00:33:44.000And then we still have allies and partners who profess to believe in those things.
00:33:47.660So we don't know yet if they're going to pull this off, if they're going to take this new approach that the Trump administration admittedly messed up at times,
00:33:56.440but handed them and make it more international and more effective.
00:34:27.520There is a genocide going on against Xinjiang against the Uyghurs.
00:34:30.860And now they have to actually do something about it.
00:34:33.080So the indications are that they're, oh, by the way, they also haven't said that we can't talk about the lab accident theory.
00:34:39.160The Biden administration confirmed that there was some shady stuff going on in the lab that they didn't admit to.
00:34:44.940In other words, they want to get to the bottom of it.
00:34:47.400They're not invested in the idea that we can't talk about the lab accident theory because they weren't there at the time.
00:34:52.440So the indications are that they are open to a more assertive, more aggressive policy towards China because that's what the American people want.
00:35:07.560That's what the polls show that Democrats and Republicans want because the Chinese Communist Party's aggression now affects us in our own lives, in our schools, in our markets, in our sports, in Hollywood, in Silicon Valley, everywhere.

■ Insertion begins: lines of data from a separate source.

PR #5773, opened 2024-08-26
nix-direnv: Override the `nix-direnv` package with `nix` from `config.nix.package`

shivaraj-bh:
### Description

Override the `nix-direnv` package with `nix` from `config.nix.package` to match the behaviour with upstream nixpkgs: https://github.com/NixOS/nixpkgs/blob/6a9d18e057c1dbd6acefa6fe094de8f3c68051a2/nixos/modules/programs/direnv.nix#L64

### Checklist

    ```
    {component}: {description}

    {long description}
    ```

#### Maintainer CC
@rycee

### DIFF
--- a/modules/programs/direnv.nix
+++ b/modules/programs/direnv.nix
@@ -92,7 +92,17 @@ in {
         [nix-direnv](https://github.com/nix-community/nix-direnv),
         a fast, persistent use_nix implementation for direnv'';
 
-      package = mkPackageOption pkgs "nix-direnv" { };
+      package = mkOption {
+        default = pkgs.nix-direnv.override {
+          nix =
+            if config.nix.package == null then pkgs.nix else config.nix.package;
+        };
+        defaultText = "pkgs.nix-direnv";
+        type = types.package;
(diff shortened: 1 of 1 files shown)


Malix-Labs:
Should this PR still be merged?

modules/programs/direnv.nix
```diff
@@ -92,7 +92,17 @@ in {
         [nix-direnv](https://github.com/nix-community/nix-direnv),
         a fast, persistent use_nix implementation for direnv'';
 
-      package = mkPackageOption pkgs "nix-direnv" { };
+      package = mkOption {
+        default = pkgs.nix-direnv.override {
+          nix =
+            if config.nix.package == null then pkgs.nix else config.nix.package;
```
lafrenierejm, line 98:
```suggestion
        default = pkgs.nix-direnv.override {
          # Override the nix-direnv package with nix from config.nix.package to match the behaviour of nix-direnv NixOS module
          nix =
            if config.nix.package == null then pkgs.nix else config.nix.package;
```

00:35:19.900So now that all Americans are woken up to this, especially if you're sitting in your basement scared of getting the coronavirus, you know that what happens in Beijing no longer stays in Beijing, and you want your leaders to do something about it.

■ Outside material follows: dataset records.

PR #5776, opened 2024-08-27
Add Glab

shikanime:
Add Glab


shikanime:
Implemented by https://github.com/nix-community/home-manager/pull/8066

00:35:32.240And that's what the American people are calling for, and that's what the Biden team is starting to respond to, but it's not enough yet.
00:35:37.540So what was it that the Americans were doing in this lab that many Americans didn't want other Americans to know about?
00:35:48.900Were they doing something nasty, or was it just it looked bad?
00:35:53.660This is a crucial question, and this is a great question, because according to Robert Redfield, again, not a completely unproblematic person, but not someone who's bailing out the Trump team for the sake of it.
00:36:05.280According to him, the virus likely came from what's called gain-of-function research.
00:36:10.960It's where you collect all these viruses from the wild, and then you run them through mice that have lungs that are adapted to act like human lungs.
00:36:18.000And you do that a few thousand times, and you see what happens, and that's the idea there is to predict the next pandemic.
00:36:24.260And wouldn't it be ironic if the program to predict the next pandemic actually caused the pandemic, sparked it quite accidentally, of course?
00:36:32.560And the problem with that is that these Americans were doing this in Wuhan because this research had been largely banned by the Obama administration in the United States.
00:36:42.640So they moved it to China, where there was less oversight.
00:36:45.660And now here we are, and we're trying to get back into these labs.
00:36:48.640It's basically impossible because the Chinese government won't allow it.
00:36:51.800But what we can do is we can examine these American labs.
00:36:54.920And that means the NIH, and that means the NIAID, which is run by Anthony Fauci and the EcoHealth Alliance.
00:37:04.140More and more lawmakers standing up to say, OK, well, listen, if we can't get into these Wuhan labs, we want to know what all the American labs were doing in conjunction with them.
00:37:12.820And we want to know where the procedures followed, and if not, why not?
00:37:16.640And who's going to be held accountable for that?
00:37:19.700Then we've got to take a look at all this gain-of-function research because, and this is going to blow your mind,
00:37:24.200the current plan to respond to the pandemic is to increase this research sixfold by spending another $1.2 billion to collect 500,000 new viruses from the wilds
00:37:36.020and bring them to labs all over the world.
00:37:37.920It's called the Global Environmental Project.
00:37:39.720And do you want to do this every year?
00:37:41.400Do you want to have this problem every single year?
00:37:43.860So my simple proposal, again, I'm not a pro-Trump guy.